Editorial: With schools funded, let’s fix tax system next

By The Herald Editorial Board

In resolving one crisis, the Legislature has complicated the solution to another.

The state Supreme Court will have the final say on whether lawmakers have met their mandate to satisfy the court that the state is meeting its constitutional obligation to amply fund K-12 education and end its over-reliance on local school district levies to pay for basic education.

There’s general agreement that the plan to boost education spending by $7.4 billion over the next four years will come closer to hitting that mark and bring its education spending closer to that of most other states. As late as 2014, Washington state ranked 42nd in the nation for K-12 spending as a percentage of personal income.
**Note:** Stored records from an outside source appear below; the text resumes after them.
Issue #11503, opened 2017-05-10
Timing issue in some baseservices tests


RussKeldorph:
There is a timing issue in tests when multiple tests share a test binary via the `<CLRTestProjectToRun>` property and when the tests are run with crossgen (`r2r` jobs).

I believe the problem is that even though the `RunCrossGen` logic attempts to prevent two projects from `crossgen`ing the same binary at the same time, one project can have [moved the binary](https://github.com/dotnet/coreclr/blob/c9f469e5fc99a498f46bd2d60fb198b7f7f1c22b/tests/src/CLRTest.CrossGen.targets#L48) while another project is attempting to execute it, resulting in the "not found" message below.  If we must support this "binary reuse" mechanism in the test harness, rather than locking, I'd recommend a safer mechanism that only writes to the project's own folder, copying if necessary.  I realize that has its own complications if a binary depends on its containing folder, but perhaps this is a lesser evil.

Incidentally, while you're in here, consider addressing #11502 as well.

Example of failures:
https://ci.dot.net/job/dotnet_coreclr/job/master/job/x64_checked_ubuntu_pri1r2r_tst/1705/#showFailuresLink

```
MESSAGE:
BEGIN EXECUTION export CDPATH=. /bin/sh -c ../CheckAddInt/CheckAddInt.sh BEGIN EXECUTION /mnt/j/workspace/dotnet_coreclr/master/x64_checked_ubuntu_pri1r2r_tst/bin/tests/Windows_NT.x64.Checked/Tests/coreoverlay/corerun CheckAddInt.exe /start:0 /add:100 Managed assembly not found: No such file or directory Expected: 100 Actual: 255 END EXECUTION - FAILED Expected: 0 Actual: 1 END EXECUTION - FAILED
+++++++++++++++++++
STACK TRACE:
```

RussKeldorph:
@gkhanna79 @wtgodbe FYI

gkhanna79:
This failure is not present in https://mc.dot.net/#/product/netcore/master/source/official~2Fcoreclr~2Fmaster~2F/type/test~2Ffunctional~2Fr2r~2Fcli~2F/build/20170509.02.

@RussKeldorph Is there something different in CI to trigger this? how consistently does this repro?

wtgodbe:
[...]

PR #11915, opened 2017-05-25
Fix timing issues in RunOnly tests

wtgodbe:
Attempts to resolve https://github.com/dotnet/coreclr/issues/11503 and https://github.com/dotnet/coreclr/issues/11502

CC @gkhanna79 @RussKeldorph

### DIFF
--- a/tests/src/CLRTest.Execute.Bash.targets
+++ b/tests/src/CLRTest.Execute.Bash.targets
@@ -262,6 +262,9 @@ $(BashLinkerTestCleanupCmds)
       ]]></BashCLRTestLaunchCmds>
       <BashCLRTestLaunchCmds Condition="'$(CLRTestKind)' == 'RunOnly'"><![CDATA[
 $(BashCLRTestLaunchCmds)
+if [ ! -z ${RunCrossGen+x} ]%3B then
+  CheckForCrossgenMarker
+fi
 echo export CDPATH="$%28dirname "$0")"
 export CDPATH="$%28dirname "$0")"
 echo /bin/sh -c  $(InputAssemblyName) 
@@ -356,8 +359,20 @@ ReleaseLock()
         return 3
     fi
 }
+
+CheckForCrossgenMarker()
+{
+    echo "in CheckForCrossgenMarker"
+    if [ ! -f "$MarkerFile" ]%3B then
+        sleep 1
+        CheckForCrossgenMarker
+    fi
+    echo "exiting CheckForCrossgenMarker"
+}
+
 cd "$%28dirname "$0")"
 LockFile="lock"
+MarkerFile="$(BuildProjectRelativeDir)\crossgen.mrk"
 
 
 # The __TestEnv variable may be used to specify a script to source before the test.
--- a/tests/src/CLRTest.CrossGen.targets
+++ b/tests/src/CLRTest.CrossGen.targets
@@ -57,7 +57,8 @@ if [ ! -z ${RunCrossGen+x} ]%3B then
           fi
         fi 
         ReleaseLock       
-    fi        
+    fi
+    touch $(BuildProjectRelativeDir)\crossgen.mrk        
 fi        
         ]]>        
       </CrossgenBashScript>
@@ -93,6 +94,7 @@ if defined RunCrossGen (
             Exit /b 1
         )
     )
+    copy /y nul $(BuildProjectRelativeDir)\crossgen.mrk
 ) 
         ]]>
       </CrossgenBatchScript>
--- a/tests/src/CLRTest.Execute.Batch.targets
+++ b/tests/src/CLRTest.Execute.Batch.targets
@@ -132,6 +132,15 @@ Exit /b 2
 :ReleaseLock
 if exist %lockFolder% rd /s /q %lockFolder%
 Exit /b 0
+
+
+:CheckForCrossgenMarker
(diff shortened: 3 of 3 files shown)


wtgodbe:
@dotnet-bot test test Ubuntu Release pri1r2r

wtgodbe:
Also @ramarag PTAL

tests/src/CLRTest.Execute.Bash.targets
```diff
@@ -356,8 +359,20 @@ ReleaseLock()
         return 3
     fi
 }
+
+CheckForCrossgenMarker()
+{
+    echo "in CheckForCrossgenMarker"
+    if [ ! -f "$MarkerFile" ]%3B then
+        sleep 1
+        CheckForCrossgenMarker
```
RussKeldorph: Unbounded recursion seems unnecessary.  Wouldn't a simple `for` or `while` loop be better.

RussKeldorph:
@wtgodbe Can you explain how this works?  For `CheckForCrossgenMarker` exit, I expect something to delete `MarkerFile`, but I don't see that happening?  Do I misunderstand?

Also, I'm not following how this avoids a race condition.  It seems like the simplest thing would be to expand the `TakeLock` logic to just cover both crossgen'ing and execution of the test.  Maybe `CLRTestBa*PostCommands` would be useful for that.  Not pretty, but perhaps better than now.

Also, how does this address #11502?  Seems like you're still modifying the test binaries.

ramarag:
if this is only meant for Runonly tests, i would suggest getting rid of this category altogether, they are causing more grief than benefits. Last i saw there were only a few remaining.

RussKeldorph:
Ah, I misunderstood at least one thing: it looks like each test waits until MarkerFile is created and nothing needs to delete it.  In that case, shouldn't only the test that did the crossgen create MarkerFile?  I'm not following how that's an exclusive task.

RussKeldorph:
@ramarag
> Last i saw there were only a few remaining.

```
C:\git\coreclr\tests\src>findstr -spn CLRTestProjectToRun *proj|findstr -v GCSimulator|wc -l
         52

C:\git\coreclr\tests\src>findstr -spn CLRTestProjectToRun *proj|findstr GCSimulator|wc -l
        430
```

:-/

wtgodbe:
@RussKeldorph it turns out that only the Build-Only tests attempt to crossgen the .exe file, while the run-only tests just attempt to Corerun whatever .exe is present - so only 1 project will create the marer file, then all of the run-only's wait for it to exist before executing

wtgodbe:
I had thought of surrounding the call to corerun with TakeLock, but then we lose parallelism on executing these tests

wtgodbe:
I'm also not sure it's possible to not modify test binaries at all - at the very least, we need to replace the original .exe with the crossgen'd exe at some point, meaning that during that operation there will be a period where there is no .exe present in the test output dir. This attempts to circumvent that problem by ensuring that nobody tries to execute the test .exe during or before Crossgen

ramarag:
@RussKeldorph

I believe the gcsimulator tests do not use the normal test infra to run them, @swgillespie am i correct ?

wtgodbe:
I agree we should get rid of those tests if possible, and can file an issue against myself to do so for 2.1, but we need to get these tests passing for 2.0.0, which means getting this change in today.

wtgodbe:
@dotnet-bot test this please

wtgodbe:
@dotnet-bot test test Ubuntu Release pri1r2r

wtgodbe:

RussKeldorph:
> it turns out that only the Build-Only tests attempt to crossgen the .exe file

In that case, I don't know why the TakeLock construct is necessary.  By "Build-Only" Are you referring to `<CLRTestKind>`?  I guess with that you could use that to ensure no race conditions, but it seems fragile since you're relying on the tests themselves to to conform to a vague contract.  For example, the tests under `baseservices\threading\paramthreadstart` use `RunOnly` but not `BuildOnly`.  Would those need to be fixed to conform to your assumption, or is `BuildOnly` implied somewhere?  (Sorry for asking so many questions; I haven't had a chance to dig through every line of this.)

> I'm also not sure it's possible to not modify test binaries at all - at the very least, we need to replace the original .exe with the crossgen'd exe at some point

We could do all the writing to a temp folder.  I suspect the vast majority of tests don't have a dependency on their own path location.  For the tests that do, we should give them a way to refer to their original location or copy necessary dependencies to their "working folder."  At any rate, I'd prefer not to close #11502 this this PR.  That should only be closed if we really stop writing to the tests folder or we decide it's not worth fixing.

RussKeldorph:
> is BuildOnly implied somewhere?

I suspect this this mechanism works as long as, among a group of tests that share a binary, there is at most one that is *not* `RunOnly`, so a single `BuildOnly` or a single Build-and-Run is fine.  If that's the explanation, then Looks Ok To Me.  Not great, but ok.

swgillespie:
@ramarag 

> I believe the gcsimulator tests do not use the normal test infra to run them, @swgillespie am i correct ?

GCSimulator tests use the normal test infra, it skips all tests not marked with the GCSimulator test attribute.

wtgodbe:
@dotnet-bot test this please

wtgodbe:
@dotnet-bot test test Ubuntu Release pri1r2r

How the Legislature got to that spending level, however, was a last-minute stumble to find the revenue and make trade-offs before the end of the fiscal year and a partial government shutdown. Talks went to the wire, with a budget approved by House and Senate with less than 24 hours before the deadline and the governor’s signature coming within minutes of the layoffs of 32,000 state employees.

Sweeping changes to the state’s tax system — already judged by many to be the most regressive in the nation because of its heavy reliance on sales tax revenue — were signed into law with virtually no opportunity for review by lawmakers or the public.

The biggest change, of course, is the so-called “levy swap,” with the state increasing its share of property taxes to pay for education while lowering what local school districts can collect. But, especially in its first year, the levy swap is expected to result in an increase for almost all paying property taxes in 2018. In following years, many in urban and suburban Western Washington can expect increases to property tax bills over current levels, while some rural and property-poor areas will see a decrease.

In Everett for example, the state Office of Program Research estimates that the owner of a median-value property can expect to pay between $40 more in 2019, but $120 and $170 more in 2020 and 2021, according to a chart published Thursday by The Seattle Times. Even Monroe homeowners can expect increases over the same period of $60 in ’19, $130 in ’20 and $210 in ’21 for a median home.

In passing the property tax change, the Legislature also exempted itself from the 1 percent cap on property tax increases, something it hasn’t been willing to do for counties and other local governments facing their own difficulties in funding their responsibilities and meeting unfunded mandates from the state.

Along with the increases for many property taxpayers, lawmakers also passed a tax break for an estimated 10,000 manufacturers in the state, lowering their business and operation (B&O) taxes to a rate comparable with the one that Boeing enjoys following the tax incentive deals signed in 2003 and extended in 2013 to win production of the 777X in Everett.

But by Friday afternoon, Gov. Jay Inslee had vetoed the B&O tax break at the urging of some Democratic House members, including much of the county’s delegation, as he approved much of the rest of the tax package the Legislature passed as a companion to the budget.

The problem is that Republicans put the B&O break on the negotiation table with just hours remaining in talks. Similar legislation was discussed early in the regular session, but it was not made part of negotiations until the last minute, Democrats say, including those who asked the governor to veto the tax break.

The B&O break is worth reconsidering. It’s likely that an incentive for smaller manufacturers could result in an increase in jobs, particularly in the state’s more rural areas that haven’t shared in the state’s economic rebound.

As with the changes to the property tax, there was no time to weigh the effects of the B&O break, to debate the pros and cons or for the public to consider and comment. Democrats who sought the governor’s veto noted that there’s nothing in the B&O legislation that requires the Joint Legislative Audit and Review Committee to track and evaluate its effect on jobs and state revenue.

While funding for education has been increased, the budget deal and tax package that were reached do nothing to address the regressive nature of the state’s tax system and may have actually added to the burden for middle-income earners. Republicans rejected proposals from the Democratic governor and lawmakers for a capital gains tax and a carbon tax that could have begun to make the state’s tax system more equitable.

The heaviest lifting may be over in satisfying the McCleary case, but the Legislature must next find a better, fairer way to fund K-12 education and the rest of the state’s responsibilities or, as happened with McCleary, the state is likely to again find itself standing before the state Supreme Court.